2. Monitor those goals. Implementing a CRM system, identifying the most important key performance indicators (KPIs), and tracking them effectively provides strategic insight and allows sales leaders to spot problems quickly and work to solve them.
After company leadership has set goals and a system for tracking progress toward them, the focus can then turn toward the sales team itself. In Maestro trainings, we talk about these three steps as “memorialize, professionalize, and personalize.”
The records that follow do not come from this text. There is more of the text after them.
PR #49, opened 2013-02-19
Force a modifier for the next dump

ericthelin:
This is very useful so that you can build an alias that always assumes that a certain modifier is used. ie.

``` php
function dumpDeep()
{
    Kint::$modifier = '+';
    $args = func_get_args();
    return call_user_func_array( array( 'Kint', 'dump' ), $args);
}
```

### DIFF
--- a/Kint.class.php
+++ b/Kint.class.php
@@ -27,6 +27,7 @@ class Kint
 	public static $enabled;
 	public static $theme;
 	public static $devel;
+	public static $modifier = null;
 
 
 	protected static $_firstRun = true;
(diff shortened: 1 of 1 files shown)


raveren:
Thank you for the pull request, but I am in the progress of revamping the shorthand system which will allow you to rename `d`, `dd` and `s` functions, define new ones with arbitrary options/modifiers etc - all with simple configuration instructions. Unfortunately, this patch would interfere with the upcoming functionality, sorry...

ericthelin:
That is OK. Especially if you can accomplish my goal in the process.

That said you may be interested in adding what I am using the custom alias
for. I am forcing the @ modifier so that I can capture the output and add
it to a global array that I call kintDelayed (a static array would work
just as well). Then I register a shutdown function that does a foreach over
the array an prints it. The result is that all output is moved to the end
of the page where it doesn't interfere with the layout. I wonder if the
shutdown function could be replaced be a class destructor?

Eric

Btw, great job on the whole library! There are some really great tricks
that I never would have thought of. Especially adding the variable name and
origin of the dump. I have been wanting that for many years.

raveren:
That should be a nice feature to have indeed, I created issue #50 for this purpose, but I won't be implementing this too soon, there's lots of stuff to do still.

Thanks for the kudos, that's the main thing I do this for. I actually thought of a way of fetching variable names by parsing the source at the middle of the night and I got up to implement it. At that night Kint was born, I took Kohana's debug dump function and started a new class based on it. You can still see its remnants in `kintLite` - my most personally hated part of Kint source currently (mainly because it's out of place).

3. Identify an optimal process to achieve the goals. If you’re the founder and you’ve handled most of the sales up until now, this may mean auditing and memorializing your process so it’s replicable by new hires. If you already have a few salespeople, it means studying their performance to understand why the high performers are having more success selling your product or solution. (Memorialize)
4. Train the whole sales team in the optimal process. Depending on your goals, this may include time blocking, email cadences, CRM use, role plays, and many other ways to internalize learnings. Rather than establishing strict rules about tactics and micromanaging them, the focus should stay on how these techniques provide efficiency and serve the strategic goals. (Professionalize)
5. Adjust together. After each salesperson has internalized the basic process, give them ownership of their performance. (Personalize)
Owning the sales process is essential for high performance. One way that Maestro encourages this level of sales-process personalization is through the DRIVE information-gathering framework. Salespeople learn to ask questions of prospects in five major areas of information. For example, D uncovers information about decision-makers in the buying center and the decision-making process. Rather than memorizing particular questions to ask every time, Maestro teaches that the salesperson should prepare question trees based on their own experience of the types of responses they get and need to be prepared to answer.
Sometimes, a salesperson will create an adjustment to a sales process you thought was already optimized. Assuming you did #1 and #2—establish goals and metrics—it’ll be easy to see whether the innovation is in fact an improvement. If it is, congratulations—as long as you have the institutional flexibility to accept ongoing change. Engaged, professional sales employees can drive continuous optimization in the sales process.
Continuous adaptation is essential in a field that changes as fast as B2B SaaS sales. Organizations need to first clearly define their goals, metrics, and sales process before they can innovate and adapt in a scientific manner. After all, establishing a control is essential to scientific experimentation.
So, as your sales team expands and you move past your founder-led sales era, think about how you can “control what you can control.” Even if you hire the best sales professionals to join your team, they won’t succeed if you haven’t established, tested, and honed your GTM process.